Representing Hierarchies in Relational Databases
2018-05-23, 14:00–14:30, 🏰

In this talk, I’ll explain the fundamental problem representing deep hierarchies in relational databases. To address this problem, we can use a database design pattern, named Materialized Path Trees.

Many data structures require a representation, where one parent node can have any arbitrary number of children. Inside relational databases, this typically is represented by a foreign key onto its own table. In Django’s ORM, we use models.ForeignKey('self', ...), to create this kind of recursive relationship.
The major problem with this kind of representation is, that it doesn’t scale for deep trees. Whenever we have to traverse the tree from a given starting node, our code has to perform one database query per hierarchy level.
To circumvent this, some database vendors implemented SQL dialects, to fetch a whole subtree with one query. Long time ago, Oracle for instance implemented 'CONNECT BY', which is proprietary and not part of the SQL standard. Nowadays, newer releases of most major database vendors implemented the 'WITH RECURSIVE' clause, which has been added to the SQL-99 standard. This allows us to build recursive queries.

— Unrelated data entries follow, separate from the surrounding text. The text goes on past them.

PR #1607, opened 2023-04-15
Ensure that the homepage is properly refreshed when served from another instance

vdbergh:
We add a db collection "comms" which currently contains one record {'type': 'ensure_refresh', 'timestamp': `<timestamp>`}. The function clear_hash() updates the timestamp.

The function check_db_refresh() may be used to verify if the timestamp of the last refresh is different from the timestamp in the comms collection.

If it is then a refresh should be performed.

Fixes https://github.com/glinscott/fishtest/pull/1606#issuecomment-1509706955

### DIFF
--- a/server/fishtest/rundb.py
+++ b/server/fishtest/rundb.py
@@ -87,6 +87,7 @@ class RunDb:
         self.nndb = self.db["nns"]
         self.runs = self.db["runs"]
         self.deltas = self.db["deltas"]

Fortunately there is a clever recipe to represent hierarchies in relational databases using standard SQL techniques, but without the mentioned scaling problem: Materialized Path Trees, discovered by Vadim Tropashko. Django’s ecosystem offers two libraries, which implement this design pattern: django-mptt and django-treebeard. I also would like to mention django-tree, which only works on Postgres, using their SQL extension mentioned before.
In this talk I’ll explain the design patterns for Materialized Path Trees. Furthermore I’ll show the pros and cons of both libraries.

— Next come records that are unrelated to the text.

PR #1608, opened 2023-04-17
Increase batch size

vondele:
api_update_task and api_request_spsa are among the most called api functions, they limit the scalability of the framework.

With the large number of workers, we have frequent updates also with these new defaults. LTC SPRT tests update at the same rate, STC SPRT tests slower.

SPSA tests load the framework quickly, increase the batch size. This also make sense with highly concurrent workers that otherwise update very frequently.

### DIFF
--- a/worker/games.py
+++ b/worker/games.py
@@ -1286,6 +1286,7 @@ def run_games(worker_info, password, remote, run, task_id, pgn_file):
     factor = 1328000 / base_nps
 
     # Adjust CPU scaling.
+    scaled_tc_ltc, tc_limit_ltc = adjust_tc("60+0.6", factor)
     scaled_tc, tc_limit = adjust_tc(run["args"]["tc"], factor)
     scaled_new_tc = scaled_tc
     if "new_tc" in run["args"]:
@@ -1312,7 +1313,8 @@ def run_games(worker_info, password, remote, run, task_id, pgn_file):
         tc_limit *= 2
 
     while games_remaining > 0:
-        batch_size = games_concurrency * 4  # update frequency
+        # update frequency: every 4 games at LTC, or a similar time interval at other TCs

After graduating from the University of Innsbruck in CS and Physics, Jacob worked for different companies as a system architect and software developer, where he built and scaled websites in Perl, PHP and Javascript. After dealing with a lot of unmaintainable and poorly written code, Jacob fell in love with Python and Django and hasn’t looked back since. Jacob is a strong believer in sharing knowledge and maintains a dozen of quite popular OSS project on his GitHub account.